Mettre en lumière le cacao togolais

Les actions entreprises au Togo s’inscrivent dans cette logique vertueuse. En collaboration avec le département des Yvelines, qui souhaitait accompagner la filière cacao locale, Chocolatiers et Pâtissiers du Monde a fédéré une dizaine de chocolatiers afin de participer à la création d’un centre post-récolte : « Le Togo est un petit pays producteur, et son cacao est souvent mal fermenté. Pourtant, lorsqu’il est travaillé correctement, il offre des notes maltées et un caractère doux et rond très agréable.
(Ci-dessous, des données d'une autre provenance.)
PR #4906, opened 2023-07-27
Better UX for connectors

henriquegemignani:
image
image
image

### DIFF
--- a/CHANGELOG.md
+++ b/CHANGELOG.md
@@ -30,6 +30,7 @@ and this project adheres to [Semantic Versioning](https://semver.org/spec/v2.0.0
 - Fixed: Tracking another user's inventory now properly keeps working after a connection loss.
 - Fixed: Sorting the session history and audit log now works properly.
 - Fixed: In Multiworld session, the Claim world button is now properly disabled when you don't have permissions.
+- Removed: Connecting to Dolphin on Linux executable builds is now hidden, as it doesn't work properly.
 
 ### Metroid Dread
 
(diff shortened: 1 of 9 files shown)


CHANGELOG.md
```diff
@@ -30,6 +31,7 @@ and this project adheres to [Semantic Versioning](https://semver.org/spec/v2.0.0
 - Fixed: Tracking another user's inventory now properly keeps working after a connection loss.
 - Fixed: Sorting the session history and audit log now works properly.
 - Fixed: In Multiworld session, the Claim world button is now properly disabled when you don't have permissions.
+- Removed: Connecting to Dolphin on Linux executable builds is now hidden, as it doesn't work properly.
```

La région de Blitta, où le centre a été construit, est celle des « savanes humides ». Le cacao qui en sera issu reprendra cette appellation. » L’opération a été rendue possible par la collaboration avec l’association locale Passaï, qui a coordonné et suivi les travaux aux côtés de l’organisation internationale UAD. L’inauguration, organisée le 3 juin dernier, a rassemblé une vingtaine de chocolatiers. Abdel El Baïz (L'Artisan du Chocolat), engagé dans le projet et absent pour des raisons de santé, a salué « l'aboutissement de cette étape majeure pour un cacao plus qualitatif ». Plusieurs institutionnels avaient fait le déplacement, à l’image d’Enselme Gouthon, à la tête du Comité de coordination des filières café et cacao (CCFCC), de Marie-Hélène Aubert, 2e vice-présidente du département des Yvelines ou encore de Christophe Nicolas, maire d’Evecquemont. La présence de la sphère professionnelle a permis de marquer le point de départ de l’histoire : en définissant leurs volumes de commande, ils peuvent donner de la visibilité aux planteurs. « L’installation ne fonctionnera qu’en fonction de la demande, et permettra de mieux valoriser le cacao produit sur le territoire. L’enjeu est désormais de trouver de nouveaux acteurs pour nous rejoindre et faire grandir ce projet », conclut Christophe Bertrand.